▶ [Record excerpts]:
PR #2262, opened 2024-12-04
fix(comlink): require data param if defined on post and fetch methods

rdunk:
Small fix for comlink that improves the types for `post` and `fetch` methods.

Previously, I added functionality to make the second/data param optional so that:
```ts
// Given a message type without data
type MsgWithoutData = {
  type: 'some-message-without-data'
  data: undefined
}
// You can call 
node.post('some-message-without-data')
// Instead of having to always explicitly pass two params
node.post('some-message-without-data', undefined)
```
But this has the unintended side effect that:
```ts
// Given a message type with data
type MsgWithData = {
  type: 'some-message-with-data'
  data: { foo: string }
}
// You could call this without an error
node.post('some-message-with-data')
```

These changes mean the second parameter is now required if the type's `data` param is not undefined
```ts
// So this will now error
node.post('some-message-with-data')
// And you have to do this
node.post('some-message-with-data', { foo: 'bar' })
```

### DIFF
--- a/packages/comlink/src/connection.ts
+++ b/packages/comlink/src/connection.ts
@@ -62,7 +62,9 @@ export type Connection<S extends Message = Message, R extends Message = Message>
     handler: (event: U['data']) => Promise<U['response']> | U['response'],
   ) => () => void
   onStatus: (handler: (status: Status) => void) => () => void
-  post: <T extends S['type'], U extends Extract<S, {type: T}>>(type: T, data?: U['data']) => void
+  post: <T extends S['type'], U extends Extract<S, {type: T}>>(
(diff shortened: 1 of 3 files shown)


georgedoescode (approved):
Pulled locally and can confirm, for the event `visual-editing/toggle`: 

- `comlink?.post('visual-editing/toggle')` throws as expected 
- `comlink?.post('visual-editing/toggle', {})` throws as expected 
- `comlink?.post('visual-editing/toggle', {foo: '1234'})` throws as expected 
- `comlink?.post('visual-editing/toggle', {enabled: true})` works as expected. 

LGTM!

▶ [Task prompt]: Copy all lines of the listing above that contain the string "node".

▶ [Answer for the task]:
node.post('some-message-without-data')
node.post('some-message-without-data', undefined)
node.post('some-message-with-data')
node.post('some-message-with-data')
node.post('some-message-with-data', { foo: 'bar' })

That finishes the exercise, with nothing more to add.